- Description: Adamchini Chawal is an aromatic rice cultivated in Uttar Pradesh
- Type: Aromatic rice
- Area: Uttar Pradesh
- Country: India
- Registered: 22 February 2023
- Official website: ipindia.gov.in

= Adamchini rice =

Variety of rice from Uttar Pradesh, India

Adamchini Chawal is a variety of non-Basmati, traditional, short-grained aromatic rice mainly grown in the Indian state of Uttar Pradesh. It is a common and widely cultivated crop in Chandauli, Mirzapur, Varanasi and Sonebhadra, and Vindhya region of Eastern Uttar Pradesh.

Under its Geographical Indication tag, it is referred to as "Adamchini Chawal ".

==Name==
The name "Adamchini" is derived from the Hindi word "chini", meaning sugar, due to the rice's small, sugar crystal-like grains, while "Chawal" means rice in the state language of Hindi.

==Description==
Some of the features are as follows:
===Characteristics===
- Drought-tolerant and disease-resistant, this rice variety has a strong aroma, short-bold scented grains, and intermediate amylose content, resulting in softness with good taste and smell.

===Nutritional Benefits===
- This rice variety is rich in carbohydrates, protein, fat, and fiber, and is a good source of vitamins (Vitamin-D, B group vitamins) and minerals (iron), supporting healthy bowel function, improving digestion, and relieving constipation.

===Cooking and Consumer Preferences===
- This rice variety boasts excellent cooking characteristics and enjoys high consumer preference due to its unique aroma, taste, and texture.

== Geographical indication ==
It was awarded the Geographical Indication (GI) status tag from the Geographical Indications Registry, under the Union Government of India, on 22 February 2023 (valid till 3 November 2030).

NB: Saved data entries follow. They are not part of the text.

Issue #185, opened 2019-08-23
Snake case naming convention


oliverbj:
**Describe the bug**
Consider below Livewire component and view:

```
php artisan make:livewire text_replace
```
This will create two files:

```
-> [TextReplace.php]
-> [text_replace.blade.php]
```

When trying to render the view file:
```
@livewire('text_replace')
```

It will result in an error:

> Unable to find component: [text_replace]

However, if I change the view name to follow the kebab naming convention like: `text-replace.blade.php`

Then the view can load just fine, without error.

**Expected behavior**
I am following the snake convention when naming my blade views and would like to follow the same convention for my Livewire views as well.

calebporzio:
Would love a PR for this - it shouldn't be too hard.

oliverbj:
Will take a look at this!

PR #705, opened 2020-03-12
automatically convert Snake case naming convention

ManojKiranA:
1️⃣ Is this something that is wanted/needed? #185

2️⃣ Does it contain multiple, unrelated changes? 
NO

YES


ManojKiranA:
Will add More tests and Make New PR

Issue #708, opened 2020-03-12
Component doesn't work when using tag-syntax + passing an empty string


code-distortion:
**Description**
Hi there.  I've found a situation which stops the Livewire component from initialising.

M/s. Ishani Agro Producer Company Limited, and Human Welfare Association from Chandauli, proposed the GI registration of Adamchini Chawal. After filing the application in November 2020, the rice was granted the GI tag in 2023 by the Geographical Indications Registry in Chennai, making the name "Adamchini Chawal " exclusive to the rice grown in the region. It thus became the second rice variety from Uttar Pradesh after Kalanamak rice and the 37th type of goods from Uttar Pradesh to earn the GI tag.

The GI tag protects the rice from illegal selling and marketing, and gives it legal protection and a unique identity.